Stored data entries:
==================================================
PR #1021, opened 2019-07-05
Error attachments aren't sent

AnastasiaKubova:

## Description

Text attachment error and file attachment error aren't sending after the crash. 

## Related PRs or issues

[AB#64184](https://dev.azure.com/msmobilecenter/454a20a9-dfe6-4c1f-8ae8-417f76adb472/_workitems/edit/64184)

### DIFF
--- a/SDK/AppCenterCrashes/Microsoft.AppCenter.Crashes.Windows.Shared/Crashes.cs
+++ b/SDK/AppCenterCrashes/Microsoft.AppCenter.Crashes.Windows.Shared/Crashes.cs
@@ -356,7 +356,6 @@ namespace Microsoft.AppCenter.Crashes
                 {
                     attachment.Id = Guid.NewGuid();
                     attachment.ErrorId = errorId;
-
                     if (!attachment.ValidatePropertiesForAttachment())
                     {
                         AppCenterLog.Error(LogTag, "Not all required fields are present in ErrorAttachmentLog.");
--- a/SDK/AppCenterCrashes/Microsoft.AppCenter.Crashes.Windows.Shared/Crashes.cs
+++ b/SDK/AppCenterCrashes/Microsoft.AppCenter.Crashes.Windows.Shared/Crashes.cs
@@ -358,7 +358,11 @@ namespace Microsoft.AppCenter.Crashes
                     attachment.ErrorId = errorId;
                     try
                     {
-                        attachment.ValidatePropertiesForAttachment();
+                        if (!attachment.ValidatePropertiesForAttachment())
+                        {
+                            AppCenterLog.Error(LogTag, "Not all required fields are present in ErrorAttachmentLog.");
+                            continue;
+                        }
                         ++totalErrorAttachments;
                         tasks.Add(Channel.EnqueueAsync(attachment));
                     }
--- a/SDK/AppCenterCrashes/Microsoft.AppCenter.Crashes.Windows.Shared/Crashes.cs
+++ b/SDK/AppCenterCrashes/Microsoft.AppCenter.Crashes.Windows.Shared/Crashes.cs
@@ -358,7 +358,7 @@ namespace Microsoft.AppCenter.Crashes
                     attachment.ErrorId = errorId;
                     try
                     {
-                        attachment.Validate();
+                        attachment.ValidatePropertiesForAttachment();
                         ++totalErrorAttachments;
                         tasks.Add(Channel.EnqueueAsync(attachment));
                     }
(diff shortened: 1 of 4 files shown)


SDK/AppCenterCrashes/Microsoft.AppCenter.Crashes.Windows.Shared/Crashes.cs
```diff
@@ -358,7 +358,11 @@ private Task SendErrorAttachmentsAsync(Guid errorId, IEnumerable<ErrorAttachment
                     attachment.ErrorId = errorId;
                     try
```
MatkovIvan: It can be removed now

SDK/AppCenterCrashes/Microsoft.AppCenter.Crashes.Windows.Shared/ErrorAttachmentLog.cs
```diff
@@ -89,5 +89,14 @@ public override void Validate()
                 throw new ValidationException(ValidationException.Rule.CannotBeNull, "Data");
             }
         }
+
+        public bool ValidatePropertiesForAttachment()
```
jaelim-ms: Should we do this in `Validate`?

Tests/Microsoft.AppCenter.Crashes.Test.Windows/ErrorAttachmentLogTest.cs
```diff
@@ -1,6 +1,7 @@
 ﻿// Copyright (c) Microsoft Corporation. All rights reserved.
 // Licensed under the MIT License.
 
+using System;
```
jaelim-ms: We've talked about this one offline. We should use the default format configuration that won't bring `System` usings to the top.

SDK/AppCenterCrashes/Microsoft.AppCenter.Crashes.Windows.Shared/Crashes.cs
```diff
@@ -356,16 +356,13 @@ private Task SendErrorAttachmentsAsync(Guid errorId, IEnumerable<ErrorAttachment
                 {
                     attachment.Id = Guid.NewGuid();
                     attachment.ErrorId = errorId;
-                    try
+                    if (!attachment.ValidatePropertiesForAttachment())
```
achocron: Why not use the Validate method (and just modify it?) Is it because it is missing something like device at this point? If that's the reason, can you just add a comment explaining?

achocron: Also, maybe invert the `if`

SDK/AppCenterCrashes/Microsoft.AppCenter.Crashes.Windows.Shared/ErrorAttachmentLog.cs
achocron: I think Validate will do too much validation for the point at which this method gets called.

achocron: But I agree maybe it should be called in validate?

MatkovIvan: @jaelim-ms Nope. It was the problem.

We have similar way in iOS (separate validate function)

SDK/AppCenterCrashes/Microsoft.AppCenter.Crashes.Windows.Shared/Crashes.cs
MatkovIvan: Yes, the device will be initialized later by channel.
We have similar way in iOS (separate validate function).

Let's keep validate **base** log class as is and just add a comment here

guperrot: Also the code is generated and swagger spec is not good enough for that for some models.

Tests/Microsoft.AppCenter.Crashes.Test.Windows/ErrorAttachmentLogTest.cs
guperrot: not a blocker though

SDK/AppCenterCrashes/Microsoft.AppCenter.Crashes.Windows.Shared/Crashes.cs
guperrot: @AnastasiaKubova can you address https://github.com/microsoft/appcenter-sdk-dotnet/pull/1021/files#r301215312 in another PR? I unblocked this one as good enough to unblock test app review.

AnastasiaKubova: Ok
==================================================
What is being asked:
Give again only the lines starting at the one that contains "Let's keep validate" and running to the end of the data.

Completed exercise:
Let's keep validate **base** log class as is and just add a comment here

guperrot: Also the code is generated and swagger spec is not good enough for that for some models.

Tests/Microsoft.AppCenter.Crashes.Test.Windows/ErrorAttachmentLogTest.cs
guperrot: not a blocker though

SDK/AppCenterCrashes/Microsoft.AppCenter.Crashes.Windows.Shared/Crashes.cs
guperrot: @AnastasiaKubova can you address https://github.com/microsoft/appcenter-sdk-dotnet/pull/1021/files#r301215312 in another PR? I unblocked this one as good enough to unblock test app review.

AnastasiaKubova: Ok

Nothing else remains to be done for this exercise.